When trying to setup the remote for these I went to AV and selected the one for Logitech, code 2153. It did not work. In fact, the remote did not accept the code at all. I only tried it with my slide remote, but no cigar. 

Can someone help?


----------



## ej42137 (Feb 16, 2014)

You say you have a Slide remote. That remote is a learning remote and you can "teach" it IR codes. Link to TiVo information.


----------



## sjmaye (Aug 28, 2003)

ej42137 said:


> You say you have a Slide remote. That remote is a learning remote and you can "teach" it IR codes. Link to TiVo information.


Dang! Should have checked that. Thank you. That takes care of my remote. Sure wish the OEM Bolt remote could learn codes.

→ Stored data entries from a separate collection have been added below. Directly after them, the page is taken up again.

PR #995, opened 2025-03-18
Fix inaccurate `listunspent` result

yyforyongyu:
This PR fixes a long-standing issue found in `lnd` where the `listunspent` gives inaccurate results about the wallet utxos. The fix is achieved through four steps,
1. add more logs to help us find the bug. 
2. move the wallet initialization methods from `lnd` to `btcwallet` so the namespace of the `walletdb` is not exported.
3. update the tx filters synchronously and make sure they are updated before processing the blocks.
4. shorten the db's write tx, which has an impact on postgres.


saubyk:
cc: @Roasbeef for review

wallet/wallet.go
```diff
@@ -1622,6 +1622,38 @@ func (w *Wallet) AccountAddresses(account uint32) (addrs []btcutil.Address, err
 	return
 }
 
+// AccountManagedAddresses returns the managed addresses for every created
+// address for an account.
+func (w *Wallet) AccountManagedAddresses(scope waddrmgr.KeyScope,
```
Roasbeef, line 1627: Solid change! It just so happens that lnd is using the exact same `walletdb` abstraction for its database here. In the future, this won't be the case, so this is also a prep for when we move away from bolt in this package.

wallet/wallet.go
```diff
@@ -3926,6 +3958,220 @@ func (w *Wallet) Database() walletdb.DB {
...
+// from 1 to 255.
+func (w *Wallet) InitAccounts(scope *waddrmgr.ScopedKeyManager,
+	watchOnly bool) error {
+
+	return walletdb.Update(w.db, func(tx walletdb.ReadWriteTx) error {
+		addrmgrNs := tx.ReadWriteBucket(waddrmgrNamespaceKey)
+
+		// Generate all accounts that we could ever need. This includes
+		// all key families.
+		for keyFam := uint32(1); keyFam <= 255; keyFam++ {
```
Roasbeef, line 4035: Perhaps just use the term account here since key family is an lnd term? May also want to consider accepting the upper limit of this loop as an arg.

chain/bitcoind_client.go
```diff
@@ -52,14 +52,12 @@ type BitcoindClient struct {
...
-	// rescanUpdate is a channel will be sent items that we should match
-	// transactions against while processing a chain rescan to determine if
-	// they are relevant to the client.
-	rescanUpdate chan interface{}
-
 	// watchedAddresses, watchedOutPoints, and watchedTxs are the set of
 	// items we should match transactions against while processing a chain
 	// rescan to determine if they are relevant to the client.
+	//
+	// TODO(yy): make sure to GC these maps once the spending tx has
```
Roasbeef, line 59: 👍 

Let's just roll this out into an issue now?

Roasbeef: I actually don't think we can ever remote entries in this map. We essentially keep an in memory map of every addr/utxo we might ever want to notify off of. If someone ends to an addr we used last 1 year ago, we still want to generate a notification. 

So one way forward here would be to spin this out into an interface, so we have more flexibility here w.r.t caching and/or implementation.

wallet/notifications.go
```diff
@@ -196,20 +196,38 @@ func relevantAccounts(_ *Wallet, m map[uint32]btcutil.Amount, txs []TransactionS
...
-	defer s.mu.Unlock()
 	s.mu.Lock()
+	defer s.mu.Unlock()
+
+	// Exit early if there are no clients.
 	clients := s.transactions
 	if len(clients) == 0 {
 		return
 	}
+	// It's possible that the transaction was not found within the wallet's
```
Roasbeef, line 210: Style nit: missing new line above.

Roasbeef (approved):
Great set of changes! A good example of an area where removing unnecessary concurrency can help us to better reason about code paths and eliminate potential consistency issues. 

We could've also made the hand off syncronous as well (ack channel), but this is a bit simpler.

wallet/notifications.go
yyforyongyu: fixed!

wallet/wallet.go
yyforyongyu: Updated.

saubyk:
cc: @ziggie1984 for review

chain/bitcoind_client.go
Roasbeef: > This got me to think about the restart behavior, I think watchedAddresses should be updated during restart?

During restart, we'll fetch all the relevant addr/UTXOs using `activeData`: https://github.com/btcsuite/btcwallet/blob/b2cb575cc6ccc0c41cf24ea834df580414b7acac/wallet/wallet.go#L557-L572

chain/bitcoind_client.go
```diff
@@ -1450,3 +1413,58 @@ func (c *BitcoindClient) LookupInputMempoolSpend(op wire.OutPoint) (
...
+			c.watchedAddresses[addr.String()] = struct{}{}
+		}
+
+	// We're adding the outpoints to our filter.
+	case []wire.OutPoint:
+		for _, op := range update {
+			c.watchedOutPoints[op] = struct{}{}
+		}
+
+	case []*wire.OutPoint:
```
ziggie1984, line 1365: seems like a design flaw to have `*wire.OutPoint` and `wire.OutPoint`

chain/bitcoind_client.go
ziggie1984: Q: An active address is bascially every address in our addr db ?

waddrmgr/address.go
```diff
@@ -82,6 +82,30 @@ const (
...
 
+// String returns a human-readbale format of the address type.
+func (a AddressType) String() string {
+	switch a {
+	case PubKeyHash:
+		return "PubKeyHash"
+	case Script:
+		return "Script"
+	case RawPubKey:
+		return "RawPubKey"
```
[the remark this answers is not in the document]
yyforyongyu: I think it can be both - it depends on how you serialize it later.

waddrmgr/manager.go
```diff
@@ -423,6 +423,8 @@ func (m *Manager) IsWatchOnlyAccount(ns walletdb.ReadBucket, keyScope KeyScope,
 // with the address manager.
 //
 // This function MUST be called with the manager lock held for writes.
+//
+// TODO(yy): Rename this to wipe memory for priv keys.
```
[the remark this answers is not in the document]
yyforyongyu: yeah the function name should be renamed if you just look at what it does.

chain/bitcoind_client.go
```diff
@@ -1359,14 +1360,18 @@ func (c *BitcoindClient) filterTx(txDetails *btcutil.Tx,
...
 		// Otherwise, we'll check whether it matches a pkScript in our
 		// watch list encoded as an address. To do so, we'll re-derive
 		// the pkScript of the output the input is attempting to spend.
-		pkScript, err := txscript.ComputePkScript(
-			txIn.SignatureScript, txIn.Witness,
-		)
+		pkScript, err := txscript.ComputePkScript(sig, witness)
 		if err != nil {
 			// Non-standard outputs can be safely skipped.
+			log.Warnf("Received non-standard input sig=%x, "+
```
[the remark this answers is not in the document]
yyforyongyu: I think once we fail to parse the sig or witness we consider it non-standard?

chain/bitcoind_client.go
yyforyongyu: yeah, the code is pretty old, which will be fixed in an upcoming refactor.

wallet/wallet.go
```diff
@@ -3926,6 +3958,220 @@ func (w *Wallet) Database() walletdb.DB {
 	return w.db
 }
 
+// RemoveDescendants attempts to remove any transaction from the wallet's tx
+// store (that may be unconfirmed) that spends outputs created by the passed
```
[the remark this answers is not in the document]
yyforyongyu: This is a pure refactor to move a method from `lnd` to `btcwallet`.

wallet/wallet.go
```diff
@@ -3926,6 +3958,220 @@ func (w *Wallet) Database() walletdb.DB {
...
+		wtxmgrNs := tx.ReadWriteBucket(wtxmgrNamespaceKey)
+
+		return w.TxStore.RemoveUnminedTx(wtxmgrNs, txRecord)
+	})
+}
+
+// BirthdayBlock returns the birthday block of the wallet.
+//
+// NOTE: The wallet won't start until the backend is synced, thus the birthday
+// block won't be set and `ErrBirthdayBlockNotSet` will be returned.
```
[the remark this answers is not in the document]
yyforyongyu: This is a pure refactor to move a method from `lnd` to `btcwallet` - the comment may be updated, will look into improvement once I start the SQL PR.

wallet/wallet.go
```diff
@@ -3926,6 +3958,220 @@ func (w *Wallet) Database() walletdb.DB {
...
+func (w *Wallet) AddScopeManager(scope waddrmgr.KeyScope,
+	addrSchema waddrmgr.ScopeAddrSchema) (
+	*waddrmgr.ScopedKeyManager, error) {
+
+	var scopedManager *waddrmgr.ScopedKeyManager
+
+	err := walletdb.Update(w.db, func(tx walletdb.ReadWriteTx) error {
+		addrmgrNs := tx.ReadWriteBucket(waddrmgrNamespaceKey)
+
+		manager, err := w.Manager.NewScopedKeyManager(
```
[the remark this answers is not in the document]
yyforyongyu: yep

chain/bitcoind_client.go
yyforyongyu: > Q: An active address is bascially every address in our addr db ?

I think so.

PR #997, opened 2025-04-06
walletdb: add readonly mode to bbolt db implementation

ziggie1984:
Allow opening the bbolt database in read-only mode, so we can safe time when opening the db because we do not need to sync the free-list which takes a lot of time.


guggero (approved):
LGTM :tada: 

Note to mostly myself: We should remember pushing a tag that reflects the breaking change nature of this PR.

bhandras (approved):
LGTM 🎉

PR #1003, opened 2025-04-09
wtxmgr: add method `OutputsToWatch`

yyforyongyu:
This commit adds a new method `OutputsToWatch`, which returns a list of outpoints the rescan process should be watching for during the startup.


Roasbeef (approved):
LGTM 🫛

PR #1011, opened 2025-05-23
wallet+wtxmgr: check credit in `FetchOutpointInfo`

yyforyongyu:
To decide whether an outpoint belongs to the wallet or not, we need to further check that the specified output index is indeed a credit paid to us.


wallet/utxos_test.go
```diff
@@ -129,6 +130,84 @@ func TestFetchOutpointInfo(t *testing.T) {
...
+
+	// Create an address we can use to send some coins to.
+	addr, err := w.CurrentAddress(0, waddrmgr.KeyScopeBIP0084)
+	require.NoError(t, err)
+	p2shAddr, err := txscript.PayToAddrScript(addr)
+	require.NoError(t, err)
+
+	// Create a tx that has two outputs - output1 belongs to the wallet,
+	// output2 is external.
+	output1 := wire.NewTxOut(100000, p2shAddr)
```
ziggie1984, line 149: Hmm why do they they pay to the same addr thought therefore we created addr above ?

ziggie1984: doesn't matter but still better to have a proper logic in.

wallet/utxos_test.go
```diff
@@ -129,6 +130,84 @@ func TestFetchOutpointInfo(t *testing.T) {
...
+				Hash:  tx.TxHash(),
+				Index: 1000,
+			},
+			errExpected: "invalid output index",
+		},
+		{
+			name: "no credit found",
+			prevOut: &wire.OutPoint{
+				Hash:  tx.TxHash(),
+				Index: 1000,
```
ziggie1984, line 190: wrong index probably you wanted to use 1 here ?

wallet/utxos_test.go
```diff
@@ -129,6 +130,84 @@ func TestFetchOutpointInfo(t *testing.T) {
...
+			},
+			errExpected: "invalid output index",
```
ziggie1984, line 192: wrong error ?

ziggie1984: missing the success case as well ?

wallet/utxos_test.go
yyforyongyu: they are dummy values - techinically they should be the same so we know the result doesn't depend on the pkscript, but again I don't think it matters.

wallet/utxos_test.go
yyforyongyu: see `TestFetchOutpointInfo`

wallet/utxos.go
```diff
@@ -224,3 +231,19 @@ func (w *Wallet) FetchDerivationInfo(pkScript []byte) (*psbt.Bip32Derivation,
 
 	return derivation, nil
 }
+
+// hasOutpoint takes an output identified by its output index and determines
+// whether the TxDetails contains this output. If the TxDetails doesn't have
+// this output, it means this output doesn't belong to our wallet.
+//
+// TODO(yy): implement this method on `TxDetails` and update the package
```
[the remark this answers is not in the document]
yyforyongyu: feels a bit wasteful to create a new version based on this simple addition, gonna keep it here unless you have good reasons.

ziggie1984 (approved):
LGTM

guggero (approved):
LGTM, thanks for the fix!

PR #1012, opened 2025-06-03
fix(chain): add missing spaces on ZMQ connection logs.

luisschwab:
## Change Description

Add missing spaces on ZMQ connection log.

Currently: 
```
2025-06-03 14:13:38.555 [INF] BTWL: Started listening for bitcoind block notifications via ZMQ on10.99.99.99:28332
2025-06-03 14:13:38.555 [INF] BTWL: Started listening for bitcoind transaction notifications via ZMQ on10.99.99.99:28333
```

### Testing

### DIFF
--- a/chain/bitcoind_zmq_events.go
+++ b/chain/bitcoind_zmq_events.go
@@ -243,8 +243,8 @@ func (b *bitcoindZMQEvents) LookupInputSpend(
 func (b *bitcoindZMQEvents) blockEventHandler() {
 	defer b.wg.Done()
 
-	log.Info("Started listening for bitcoind block notifications via ZMQ "+
-		"on", b.blockConn.RemoteAddr())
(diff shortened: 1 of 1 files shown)


chain/bitcoind_zmq_events.go
```diff
@@ -244,7 +244,7 @@ func (b *bitcoindZMQEvents) blockEventHandler() {
 	defer b.wg.Done()
 
 	log.Info("Started listening for bitcoind block notifications via ZMQ "+
-		"on", b.blockConn.RemoteAddr())
+		"on ", b.blockConn.RemoteAddr())
```
guggero, line 247: Let's change it to an `Infof` with a placeholder instead? Then it's more apparent that there's a space missing.

luisschwab: Agree, done.

PR #1022, opened 2025-08-01
waddrmgr: make sure to create `imported` account for watchonly

yyforyongyu:
The `NewScopedKeyManager` will skip creating the `imported` account when the watch is watch-only. We now fix it by always creating it even if it's watch-only.

### DIFF
--- a/waddrmgr/manager.go
+++ b/waddrmgr/manager.go
@@ -590,6 +590,14 @@ func (m *Manager) NewScopedKeyManager(ns walletdb.ReadWriteBucket,
 		if err != nil {
 			return nil, err
 		}
+	} else {
+		err := putDefaultAccountInfo(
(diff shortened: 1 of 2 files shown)


guggero:
Oh, it's as easy a fix as that? Thanks a lot for looking into it, will review properly next week!

yyforyongyu:
yeah somehow the `imported` account was not created, tho based on the test here I think it's meant to be there,
https://github.com/btcsuite/btcwallet/blob/038b57795c1f66f99c4ef2d9bd5fc203aea5ae4b/wallet/import_test.go#L210-L220

guggero (approved):
tACK, LGTM 🎉 

Thanks a lot for finding this!

Roasbeef (approved):
LGTM 🥮

PR #1026, opened 2025-08-06
wallet: add interface for `Wallet`

yyforyongyu:
In this commit, a new interface is introduced so when using the package as a library, the caller can use `wallet.Interface` to access the methods provided by `Wallet`.


Roasbeef (approved):
Coulda sworn we already had this, but the last big step hwere was the creation of the `wallet` package in the first place. 

LGTM 🧶

wallet/interface.go
```diff
@@ -0,0 +1,323 @@
...
+// Interface defines the public API for a wallet.
+//
+// This interface is intended to be the primary way that other packages and
+// applications interact with a wallet. It defines a stable, high-level
+// contract that abstracts away the underlying implementation details, making
+// it easier to build applications on top of the wallet and to create mock
+// implementations for testing.
+//
+//nolint:interfacebloat
+type Interface interface {
```
GustavoStingelin, line 31: Is it a good idea to call this `Interface`? I have a list of probably better names:
* Wallet
* IWallet
* BitcoinWallet
* WalletProvider

wallet/interface.go
```diff
@@ -0,0 +1,323 @@
...
+	// expiration time.
+	LockOutpoint(op wire.OutPoint)
+
+	// UnlockOutpoint unlocks a previously locked UTXO, making it available
+	// for coin selection again.
+	UnlockOutpoint(op wire.OutPoint)
+
+	// LockedOutpoint returns whether an outpoint has been marked as locked
+	// and should not be used as an input for created transactions.
+	LockedOutpoint(op wire.OutPoint) bool
```
GustavoStingelin, line 208: I assume these operations interact with the database, right? If so, they can fail and should probably return an error

GustavoStingelin (changes requested):

wallet/interface.go
Roasbeef: I think was an attempt to [avoid](https://go.dev/doc/effective_go#package-names) `wallet.Wallet`? Of the list, I think `wallet.WalletProvider` isn't too bad.

wallet/interface.go
GustavoStingelin: ok

GustavoStingelin (approved):

wallet/interface.go
yyforyongyu: This is done to mimic the `chain.Interface` here.

> In the future, we could benefit from splitting it into smaller interfaces like wallet.Locker, Unlocker, Balancer, Spender, Addresser, Broadcaster, etc.

Def this is just the first step, we def will fix `interfacebloat` and make the interface smaller!

yyforyongyu:
> Are those all commonly used methods mentioned in task 3 regards benchmark tests

Yeah I think so, tho maybe we could categorize them even further.

yyforyongyu:
Will hold off merging until the CI passes in https://github.com/lightningnetwork/lnd/pull/10136

PR #1029, opened 2025-08-12
Add design docs for reference

yyforyongyu:
This PR adds architecture design docs so other tasks can use them as references.

### DIFF
--- a/chain/ARCHITECTURE.md
+++ b/chain/ARCHITECTURE.md
@@ -1,0 +1,106 @@
+# Chain Package Architecture
+
+This document outlines the architecture for the `chain` package, which serves as the foundational layer for interacting with the Bitcoin blockchain.
+
+## Core Principle: A Two-Tiered Architecture
+
+The `btcwallet`'s interaction with the blockchain is defined by a two-tiered architecture that creates a clean separation of concerns:
+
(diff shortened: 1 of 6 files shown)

I find it odd that when trying to set up the remote for these Logitech speakers there is a selection for Logitech, 2153. Only one selection and when I try to use it it does not work. In fact, it does not appear to reject it. It will not even allow me to press all 4 digits. I get to the 5 and the remote appears to time out. No series of blinks saying it was rejected. Nothing. It acts as if it will only take a 3 digit code.

Any thoughts?


----------



## tweekerz (Oct 13, 2002)

This post addressed my needs! Thanks. My 2007 Sharp Aquos allowed for a fixed output for sound (my Z906) and allowed the TV to control the volume level to my Z906. The actual volume level on the tv went up and down, the volume on the Z906 stayed constant, or whatever I left it at using the Logitech remote or on the breakout box. My new Samsung KS9000 series TV does not such functionality of using the tv remote to control volume levels for an optical audio speaker system.


----------



## tweekerz (Oct 13, 2002)

(now my Z906 remote doesnt work, and needing to re learn the codes... sigh)


----------